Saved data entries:
PR #130, opened 2017-12-31
COMP: Fixed logic to support ITKv5

hjmjohnson:
With ITK version 5.0.0 the ITK_VERSION_MINOR was 0, thus
causing the logic to fail.

### DIFF
--- a/CMakeLists.txt
+++ b/CMakeLists.txt
@@ -172,10 +172,10 @@ endif()
 list(APPEND RTK_INCLUDE_DIRS "${PROJECT_BINARY_DIR}")
 include_directories(${RTK_INCLUDE_DIRS})
 
-if(ITK_VERSION_MINOR LESS "4")
+if(ITK_VERSION LESS "4.4")
   include_directories(BEFORE utilities/itkImageScanlineConstIterator)
 endif()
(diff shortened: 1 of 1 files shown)


SimonRit:
Thanks!

hjmjohnson:
@SimonRit,

I am currently preparing for ITKv5. (C++11 only support), and RTK is in my testbed of tools to use to ensure that we don't break too much.

While I am testing, I could easily make common improvements to C++11, but those changes are going to require a more modern compilation environment. (c++11 support, and CMake 3.8.2).

For ITKv5 we have determined that the improvements from these modern development environments are worth removing support for older compilers and cmake paradigms.

Are you interested in reviewing changes that provide modernization (removing support for older versions of ITK and older versions of CMake, and updating to C++11 only support)?

Thanks,
Hans

SimonRit:
@hjmjohnson

Of course I'm interested, thanks. We (with @LucasGandel) are currently preparing a large refactoring of the RTK repository, see the [RTK-ExternalModule](/SimonRit/RTK/tree/RTK-ExternalModule) branch. I would probably merge your changes to this branch instead of the current master branch which should be released soon.

PR #133, opened 2018-01-02
Add itkoverride

hjmjohnson:
This is all the changes necessary to make a clean build with proposed ITKv5 updates.  It should be backwards compatible with recent ITKv4 as well.


hjmjohnson:
Moved to different refactoring branch.

PR #134, opened 2018-01-04
FIX: RTK did not build with ITK 4.13

dkuegler:
Build threw a couple of errors when using CMAKE 3.8.1 since utilities from ITK where included multiple times.

fixed: LESS --> VERSION_LESS


SimonRit:
Thanks

PR #135, opened 2018-01-05
ITK v5

hjmjohnson:


hjmjohnson:
@SimonRit I rebased these on top of the RTK-ExternalModule.  These now build  upon that branch.

hjmjohnson:
@SimonRit FYI:  there are more compiler warnings, but this resolves most of them.

We are working on ITKv5 hard right now.  It will be great to have RTK as an ITK external module when we announce the new release late this spring.

itk-module.cmake
```diff
@@ -20,6 +21,7 @@ set(RTK_DEPENDS
   ITKSmoothing
   ITKImageNoise
   ${RTK_IO_DEPENDS}
+  ${ITK_MODULES_ENABLED}
```
LucasGandel, line 24: This adds useless dependency on every enabled ITK module. This is required because all factories are registered when they should not, thus adding dependency on every IO module. 
IMO the right fix is to register only factories that are needed by RTK. This is done by requesting only RTK requested modules as COMPONENTS in the find_package() call. See commit 6944b0d2b8de199cf2e00ab182080ea53f95d8b8

LucasGandel:
@hjmjohnson Thank you for your changes
PR #136 was merged in preparation for ITKv5, fixing IO dependencies and rtkWarpImageFilter const correctness.
Your fix of const correctness seems cleaner. Please see my comment on IO modules though.

hjmjohnson:
@LucasGandel Your recommendation was implemented.

hjmjohnson:
@LucasGandel @SimonRit 

Can this set of fixes be incorporated?  Do you need/want me to cherry-pick some of them off into smaller requests?

LucasGandel:
@hjmjohnson Sorry for not taking a look at it earlier. Yes, that would be great to split this change into multiple MRs if you can. I can think of three different changes : 
- unused typedefs + unused variables
- ITK_OVERRIDE + const correctness
- A more global one changing the library name, cmake version ...

I would remove 45c0361, following my last comment I think 6944b0d is enough.

hjmjohnson:
Broken apart into #138 , #155, #156 , #157, #159,  in the hopes that these can be reviewed more rapidly for incorporation.

The external tool that depends on RTK has been disabled for months due to the excessive overhead needed to maintain private branches.  If this burden persists, we will need to evaluate if we can continue to depend on RTK, or if we will need to permanently fork and diverge from the main tree.

SimonRit:
We'll do our best, sorry for the delay and thanks a lot for the work!

PR #138, opened 2018-01-10
Fix find module library name

hjmjohnson:


hjmjohnson:
Need to change the name of the library.

SimonRit:
Thanks but why is this a need?

hjmjohnson:
I'm building a tool that depends on RTK.  That tool uses "find_package(RTK)" to identify and use the "RTK_LIBRARIES" variable to link against.

hjmjohnson:
The library name that is currently generated is "libitkRTK-5.0.a" when built against ITK v5, and "libitkRTK-4.13.a" when built against ITK 4.13.

Hans

hjmjohnson:
Can this please be incorporated?

The find_package fails without this patch because the name of the library that is searched for is wrong.

Hans

SimonRit:
@LucasGandel There is indeed a problem with the library name. Currently, on RTK-ExternalModule or with this patch, I cannot compile on MacOS with dynamic libraries. Can you try to fix this?

LucasGandel:
@SimonRit I'll try to reproduce on MacOS and have a look at AppVeyor failures.

hjmjohnson:
Addressed in #165

PR #141, opened 2018-01-12
Python wrapping

LucasGandel:


LucasGandel:
@SimonRit 
Most of the classes have been wrapped for python. Some others should wait for the forbild branch to be integrated (because templates get modified on this branch).
I also added a very simple test to check that the wrapping process is OK. We should improve wrapping testing in the future.

For now, many warnings are thrown because of "ConstPointer" issues. This does not prevent the wrapping process to succeed and it is now fixed in ITK master.

A few ".notwrap" files have been added. Those were files generating issues that are now disabled. To fix them, we should require dimension 1 to be wrapped within ITK. We'll leave it like this for now and wait to see if more files requiring 1D come.

Issue #146, opened 2018-01-25
unknown extension for .c file


codeling:
Not sure why, but since upgrading to latest master (which made compliation with CUDA 9.1 work, thanks for that 👍 ), I get an error in CMake when configuring our project, which is referencing RTK:
```
CMake Error at <somepath>/rtk/src-git/cmake/FindCUDA_wrap.cmake:94 (try_run):
  Unknown extension ".c" for file

    <somepath>/rtk/src-git/cmake/has_cuda_gpu.c

  try_compile() works only for enabled languages.  Currently these are:

    CXX RC

  See project() command to enable other languages.
```

If I add C language to our Project such as `PROJECT (OurProject Languages CXX C)` then it works, but that wasn't required in previous versions of RTK as far as I can tell.

Anybody an idea why this has changed? Adding in C language seems to have other side effects as well so if possible I'd like to avoid it.

SimonRit:
Thanks for the report. This is caused by commit 90b25ca4 I believe but I can't reproduce the error. Which version of cmake are you using?
Maybe you can simply move this file to cxx.

codeling:
I use CMake version 3.10.2.
The suggested fix indeed works. I'm using Visual Studio 2017 15.4.5 (not the latest, 15.5.x, which doesn't work with cuda anymore), maybe that specific version (or in general building for Visual Studio) is what makes a difference?

The "other side effects" I mentioned above seem to come from somewhere else, but I have submitted a pull request for the .c -> .cxx change anyway: https://github.com/SimonRit/RTK/pull/148

PR #148, opened 2018-01-25
FIX: don't require C in dependent program CMake run

codeling:
In some configurations (e.g. when building with CMake 3.10.2 for Visual Studio 2017 15.4.5, see https://github.com/SimonRit/RTK/issues/146), when using RTK, and the dependent program doesn't have C language specified, CMake doesn't know how to handle .c files, yet would require to try_compile has_cuda.c. With this fix required programs are not required to add C to their languages.


SimonRit:
Thanks!

PR #159, opened 2018-03-31
COMP: Prepare for C++11 features in ITKv5

hjmjohnson:
ITKv5 is going to require C++11 so require newer
versions of cmake features when the CMAKE_CXX_STANDARD
flag is present so that these standards are respected.

### DIFF
--- a/CMakeLists.txt
+++ b/CMakeLists.txt
@@ -1,9 +1,14 @@
 #=========================================================
 # RTK : Reconstruction Toolkit
 #=========================================================
-cmake_minimum_required(VERSION 2.8.4 FATAL_ERROR)
-if(WIN32 OR NOT EXISTS /dev/urandom)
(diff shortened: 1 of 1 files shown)


SimonRit:
@LucasGandel ITK v5 will require cmake 3.9.5, should we align with this and skip other options?

hjmjohnson:
@SimonRit @LucasGandel 
FYI:  We (ITK developers) had a long discussion about the pro's/cons of moving to cmake 3.9.5

In the end the summary was that now was the time to move aggressively forward a large step for cmake to ensure future compatibililty with the C++11 language without a lot of extra work-arounds.

LucasGandel:
@hjmjohnson Thank you for the information.
@SimonRit I think we can definitely move forward to cmake 3.9.5.

hjmjohnson:
#161 supersedes this patch.  Thanks @LucasGandel .

PR #166, opened 2018-04-16
Move RTK binaries into RTK binary directory

LucasGandel:
When building RTK against an ITK build directory, RTK binaries
go into the RTK binary directory.
When building RTK within ITK, RTK binaries are located in the ITK
binary directory.


SimonRit:
Thanks!

PR #170, opened 2018-04-28
COMP: Fix python wrapping

LucasGandel:
Remove files using covariant vector types for now.
Clean some missing types and types redefinition in preparation for
future commits on the ITK side.
The current state should build against an ITK build tree with the following
options :
  - ITK_WRAP_double = ON;
  - ITK_WRAP_IMAGE_DIMS = 1;2;3;4;
  - ITK_WRAP_unsigned_short= ON;
  - ITK_WRAP_unsigned_char=ON
  - ITK_WRAP_vector_double=ON

WARNING: Those options needs to be set on the RTK side too when building
externally (future ITK commits should improve this).


SimonRit:
Thanks @LucasGandel!

PR #176, opened 2018-05-09
WIP: Add python wrapping missing types

LucasGandel:
Depending on the value that was set for ITK_WRAP_* options, we could have
missing types that were not required by ITK but that are necessary for building RTK.
This commit ensures that RTK-required types are always defined.

### DIFF
--- a/CMakeLists.txt
+++ b/CMakeLists.txt
@@ -120,27 +120,6 @@ if(NOT ITK_SOURCE_DIR)
 endif()
 
 # --------------------------------------------------------
-# Check Image Dims required for Python wrapping
-set(WRAPPING_CONFIG_ERROR_LOG "
-  Python wrapping configuration is incorrect.
-
-  Please rebuild both ITK and RTK with the following options:
-    -ITK_WRAP_IMAGE_DIMS=\"2;3;4\"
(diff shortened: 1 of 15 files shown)


LucasGandel:
@SimonRit Could you please have a close look at commit [44df753](https://github.com/SimonRit/RTK/pull/176/commits/44df753f8fcd32113cf880adba5e926f3ad74453) ? It is removing signed/unsigned comparison warnings, but I couldn't keep the 'unsigned int' type as it would cause issues when wrapping for python. Using 'int' should not change the filters behavior but I wanted to check with you.

LucasGandel:
@SimonRit I also added a first version of the 'setup.py' script to generate python packages. The description for the package in this file is still based on the ITK one. Could you please comment commit [4acb050](https://github.com/SimonRit/RTK/pull/176/commits/4acb050485549d8fddf0671b6badbf350696a273) to point me to some good description, email resources and so on ?

SimonRit:
@LucasGandel
44df753 is not a problem (although the passed values should never be negative)
4acb050 I would suggest rtk-users@openrtk.org as a contact point. For the rest, I think it's fine like this? If you want a small paragraph on RTK, you can copy paste it from the website.

PR #291, opened 2022-03-22
MCH: add pedestal QC (and read config from Consul)

aphecetche:


aphecetche:
@chiarazampolli we tested this in standalone runs this morning : we plugged the QC for pedestal runs, and are ready the QC configuration from Consul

◆ **Aim of the task**
Filter the data above by the word "older" and copy every line that matches.

◆ **Output of the exercise**
For ITKv5 we have determined that the improvements from these modern development environments are worth removing support for older compilers and cmake paradigms.
Are you interested in reviewing changes that provide modernization (removing support for older versions of ITK and older versions of CMake, and updating to C++11 only support)?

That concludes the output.